Internal vs external team for mobile product development

His concern was the following: “We will need continuous development and working with an external agency will definitely be too expensive. Even though your prices are very competitive, costs don't match those of two developers employed in-house.”

Because this question popped up quite often since then, we decided to expand the idea into an article potentially useful to startup founders who’re trying to decide between hiring an internal development team and working with an external services provider.

Let’s start with the benefits of having the development in-house:

  • Easier and more efficient communication
  • Higher product ownership from team members
  • Higher level of legal protection to what intellectual property is concerned.

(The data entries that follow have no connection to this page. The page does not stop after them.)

PR #1432, opened 2017-08-17
[ll] Further work on the gl backend [41/..]

msiglreith:
* gl: Implement index buffer binding command
* gl: Create a `GeneralQueue` if we have compute support, else fall back to `GraphicsQueue`
* core: Split `Capabilities` into `Features` (specify which aspects of the our API are supported) and `Limits` (numerical limits like max_texture_size, max_viewports, ..)

### DIFF
--- a/src/backend/gl/src/info.rs
+++ b/src/backend/gl/src/info.rs
@@ -15,7 +15,7 @@
 use std::collections::HashSet;
 use std::{ffi, fmt, mem, str};
 use gl;
-use core::{Capabilities, Features, IndexCount, Limits, VertexCount};
+use core::{Features, IndexCount, Limits, VertexCount};
 
 /// A version number for a specific component of an OpenGL implementation
 #[derive(Copy, Clone, Eq, Ord, PartialEq, PartialOrd)]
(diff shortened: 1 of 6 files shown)


src/backend/gl/src/info.rs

Most of our customers, startups in the inception phase, claim that it only makes financial sense to hire their own team when at least one of the following conditions apply:

  • selling of the actual technology you are producing is involved (algorithms, devices, etc)
  • the technology you are working on is sensitive and/or disruptive  and can or could be patented
  • the project operates in a very high security environment (banking, national security, etc)
  • you can afford to build a team large enough (~ 10 technical people) to cover all the key areas (design, UX, development, testing, project management, architecture, dev ops, system administration) and you still have some level of redundancy; this means that you are not entirely dependent on any one person.

The idea of starting with a few programmers and to ultimately take over the world seems to have stemmed from all the media articles that describe it as a mandatory condition for startup success. Nonetheless, our experience with over 150 customers has shown that it’s not necessarily true. As an external team, we’ve done projects for customers where we resolved all of the conditions above.

In fact, we’ve met customers who started with their own development team but, due to all sorts of circumstances, weren't able to manage the project until the end. On one occasion, we even took over development from an in-house team of 4 developers that had been working on the product for almost a year.

Therefore, if you decide to build your own development team it’s important to realise it comes with different challenges. The in-house team is by no means a guarantee of efficiency, productivity or product understanding.


So, what are the benefits of working with the right external team?

  • Economies of scale – A specialised company that will turn over 10-20-30 projects (similar to yours) per year builds certain economies of scale.
  • Specialised resources – If the aim is to build a team of 2-3 developers, it’s going to be difficult to find experienced people who can cover all the areas of product creation. For instance, a good back-end programmer might not be good at testing automation or front-end development. A DevOps engineer is not necessarily good at managing the development process. And the list can go on.
  • Access to the recruitment market – A software development company is constantly recruiting so there is always a pool of potential candidates who can join the team. A process is usually in place to screen the candidates on their cultural fit as well as on their technical expertise. Since this is not a core competence of your company, getting a developer on board is going to be time-consuming and expensive, especially in the IT industry. It takes, on average, 47 to 57 days to fill a position and well over $4000 to hire 1 software developer.
  • Redundancy – A good software development agency usually has processes in place for knowledge sharing. This is to make sure that vacations or people leaving the company will not affect on-going projects.
  • Team scalability – A direct consequence of redundancy is that you have the option to scale the team up (or down) based on necessities. New people joining the team will, therefore, have a shorter learning curve until they become productive.
  • Processes – working with people outside your team always requires a higher level of discipline in communication and planning. Processes become key here, as they help the entire team know how things are done. Moreover, knowing what the processes are means there’s room for improvement to gain efficiency and better outcomes.
  • Quality – If you do a lot of something, (most of the time) you get good at it. With dedicated people on quality assurance, with quality engineering as part of the system design, with processes in place, even the ‘average’ specialised external team will create better software compared to an ‘average’ internal team.

As with everything, it’s not black or white. A hybrid model can also work. We have customers who have internal teams but they collaborate with us on certain specific areas of their system. Our team usually undertakes developing one full feature from a more complex piece of software and integrates with the client’s team as often as necessary. We become a sort of an extension for the in-house teams and, so far, collaborations run smoothly.

For Hindawi, one of world’s largest open access publishers of peer reviewed academic research, we’ve put together a dedicated team of 20 people who’ve worked externally for 2 years. In 2019 we helped them build an office here in Iasi and, then, transferred the entire team under their management, in a Build - Operate - Transfer model.

However, for most startups, it simply doesn’t make sense to build an internal team. There is enough challenge with sales & marketing and with keeping the business afloat. With a good in-house CTO in charge, and by maintaining a healthy communication flow between them and the external team, the productivity gains will quickly out-pace the benefits of having your own developers.